Karen Ignagni, president of the American Association of Health Plans, said the companies were pulling out of numerous counties in states across the country because they had been "overregulated and underpaid." William Donaldson, chairman of insurance giant Aetna, Inc., said the company decided to "exit certain Medicare markets" because "inadequate government reimbursements have made operating a number of our Medicare HMOs no longer viable."

Another industry official said that government payments to the companies have "gone up 2 percent a year while expenses have gone up 10 percent a year" and that an additional $15 billion needed to be paid to the companies over the next five years to cover claimed Medicare shortfalls.

An additional $10 billion spread over five years was approved by Congress in the final appropriations bill signed by U.S. president William Clinton in mid-December. A White House press statement said the legislation "addresses the needs of health care providers" who were affected "by the disproportionate cuts of the Balanced Budget Act of 1997 by increasing Medicare and Medicaid reimbursements to hospitals, home health agencies, skilled nursing facilities, managed care plans, and other health care providers."  
 
Loss of drug coverage
Losing HMO coverage will leave tens of thousands of people without prescription drugs they need to live. Drug benefits covered 68 percent of people on Medicare enrolled in HMOs. A person dropped from a plan can return to "fee-for-service" Medicare, but without drug coverage. Supplemental plans known as the "Medigap" plans do not cover drugs either and costs can run high--up to $418 a month in Ohio, for instance. News reports cite examples of workers being denied supplemental drug coverage under these plans because they have a history of regular prescription drug use.
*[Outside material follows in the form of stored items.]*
PR #412, opened 2023-10-24
[ml-service] Set nns-edge handle ID.

gichan-jang:
Let's generate edge handle ID automatically by default.
The user also set edge ID using ml_option_set().

Signed-off-by: gichan2-jang <gichan2.jang@samsung.com>

### DIFF
--- a/c/src/ml-api-service-remote.c
+++ b/c/src/ml-api-service-remote.c
@@ -51,6 +51,7 @@ typedef struct
   guint dest_port;
   nns_edge_connect_type_e conn_type;
   nns_edge_node_type_e node_type;
+  gchar *id;
 } edge_info_s;
 
 /**
@@ -138,6 +139,10 @@ _mlrs_get_edge_info (ml_option_h option, edge_info_s * edge_info)
     edge_info->topic = g_strdup (value);
   if (ML_ERROR_NONE == ml_option_get (option, "node-type", &value))
     edge_info->node_type = _mlrs_get_node_type (value);
+  if (ML_ERROR_NONE == ml_option_get (option, "id", &value)) {
+    g_free (edge_info->id);
+    edge_info->id = g_strdup (value);
+  }
 }
 
 /**
@@ -169,6 +174,7 @@ _mlrs_release_edge_info (edge_info_s * edge_info)
   g_free (edge_info->dest_host);
   g_free (edge_info->host);
   g_free (edge_info->topic);
+  g_free (edge_info->id);
 }
 
 /**
@@ -503,7 +509,7 @@ _mlrs_create_edge_handle (_ml_remote_service_s * remote_s,
   int ret = 0;
   nns_edge_h edge_h = NULL;
 
-  ret = nns_edge_create_handle (edge_info->topic, edge_info->conn_type,
+  ret = nns_edge_create_handle (edge_info->id, edge_info->conn_type,
       edge_info->node_type, &edge_h);
 
   if (NNS_EDGE_ERROR_NONE != ret) {
@@ -595,6 +601,7 @@ ml_service_remote_create (ml_option_h option, ml_service_event_cb cb,
   edge_info->dest_host = g_strdup ("localhost");
   edge_info->dest_port = 0;
   edge_info->conn_type = NNS_EDGE_CONNECT_TYPE_UNKNOWN;
+  edge_info->id = NULL;
 
   _mlrs_get_edge_info (option, edge_info);
 


c/src/ml-api-service-remote.c
```diff
@@ -451,41 +495,45 @@ _mlrs_edge_event_cb (nns_edge_event_h event_h, void *user_data)
...
     _ml_error_report ("nns_edge_start failed.");
-    nns_edge_release_handle (*edge_h);
+    nns_edge_release_handle (edge_h);
     return ret;
   }
 
   if (edge_info->node_type == NNS_EDGE_NODE_TYPE_SUB) {
-    ret = nns_edge_connect (*edge_h, edge_info->dest_host,
-        edge_info->dest_port);
+    ret = nns_edge_connect (edge_h, edge_info->dest_host, edge_info->dest_port);
```
wooksong, line 529: I am just wondering. It looks that ```edge_h``` already contains edge_info. Then, Why are those other parameters for the host and port necessary?

c/src/ml-api-service-remote.c
```diff
@@ -280,17 +278,45 @@ _mlrs_model_register (gchar * service_key, nns_edge_data_h data_h,
...
+
+  if (!g_file_test (dir_path, G_FILE_TEST_IS_DIR)) {
+    _ml_loge
+        ("The given param, dir path = \"%s\" is invalid or the dir is not found or accessible.",
+        dir_path);
+    g_free (dir_path);
+    return NULL;
+  }
+
+  return dir_path;
```
wooksong, line 317:
```suggestion
  g_autofree gchar *dir_path = NULL;

  if (remote_s->path) {
    dir_path = g_strdup (remote_s->path);
  } else {
    g_autofree gchar *current_dir = g_get_current_dir ();

    dir_path = g_build_path ("/", current_dir, service_key, NULL);
    if (g_mkdir_with_parents (dir_path, 0755) < 0) {
      _ml_loge ("Failed to create directory %s., error: %s", dir_path,
          g_strerror (errno));
      return NULL;
    }
  }

  if (!g_file_test (dir_path, G_FILE_TEST_IS_DIR)) {
    _ml_loge
        ("The given param, dir path = \"%s\" is invalid or the dir is not found or accessible.",
        dir_path);
    return NULL;
  }

  return g_steal_pointer(dir_path);
```

c/src/ml-api-service-remote.c
gichan-jang: Right, since we set edge info, we don't need dest host and port as you said. This is duplicate work.
However, we will not change this because the user may use the connection without the set info.

c/src/ml-api-service-remote.c
gichan-jang: Thanks, updated

c/src/ml-api-service-remote.c
```diff
@@ -366,27 +394,35 @@ _mlrs_process_remote_service (nns_edge_data_h data_h)
...
+      g_autofree gchar *dir_path = NULL;
 
       if (!_mlrs_get_data_from_uri ((gchar *) data, array)) {
         g_byte_array_free (array, TRUE);
         _ml_error_report_return (NNS_EDGE_ERROR_IO,
             "Failed to get data from uri: %s.", (gchar *) data);
       }
-      if (!_mlrs_model_register (service_key, data_h, array->data, array->len)) {
+
+      dir_path = _mlrs_get_model_dir_path (remote_s, service_key);
```
songgot, line 405: _mlrs_get_model_dir_path() may return null in an ERROR.
How about returning an error if dir_path is NULL?

c/src/ml-api-service-remote.c
```diff
@@ -366,27 +394,35 @@ _mlrs_process_remote_service (nns_edge_data_h data_h)
...
         ret = NNS_EDGE_ERROR_UNKNOWN;
       }
       g_byte_array_free (array, TRUE);
+      event_type = ML_SERVICE_EVENT_MODEL_REGISTERED;
       break;
     }
     case ML_REMOTE_SERVICE_TYPE_MODEL_RAW:
     {
-      if (!_mlrs_model_register (service_key, data_h, data, data_len)) {
+      g_autofree gchar *dir_path =
```
songgot, line 418: same

c/src/ml-api-service-remote.c
```diff
@@ -451,41 +495,45 @@ _mlrs_edge_event_cb (nns_edge_event_h event_h, void *user_data)
...
+  ret = nns_edge_create_handle (edge_info->id, edge_info->conn_type,
+      edge_info->node_type, &edge_h);
 
   if (NNS_EDGE_ERROR_NONE != ret) {
     _ml_error_report ("nns_edge_create_handle failed.");
     return ret;
   }
 
-  ret = nns_edge_set_event_callback (*edge_h, _mlrs_edge_event_cb, NULL);
+  ret = nns_edge_set_event_callback (edge_h, _mlrs_edge_event_cb, remote_s);
```
songgot, line 512: Internally, remote_s seems to always be non-null.

c/src/ml-api-service-remote.c
gichan-jang: This was resolved in previous PR. Thanks.

jaeyun-jung (approved):

myungjoo (approved):
LGTM.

Just finding and affording coverage is increasingly hard for workers on Medicare. For example, as recently as two years ago 70 percent of HMOs charged no monthly fee for Medicare plans. Today, that number stands at 42 percent. Aetna U.S. Healthcare in southern Ohio is now charging between $91 and $107 for monthly premiums, after charging nothing when it started offering plans in 1998. Company officials cited demands for higher reimbursements by a large hospital chain in the region as the reason for instituting the charges.

The growing trend by HMOs to drop Medicare adds to the already worsening health care conditions in rural areas. Some 31 percent of those across the country dropped by HMOs have no other health maintenance plan offered in the area. And in rural areas, 94 percent of those now without a plan have no HMO they can join.

A large percentage of the worst-paid sections of the working class are without any health coverage. A U.S. Census Bureau report says that one-fifth of all children officially living in poverty lacked health coverage as do one-third of all workers in poverty. According to the report, half of all workers holding a regular job and living in poverty lack health insurance. The number of people without insurance rose by nearly one million a year since 1987 , hitting a record 16.3 percent in 1998. That number declined slightly in 1999 to 15.5 percent, largely due to an increase of people with health insurance through their employers.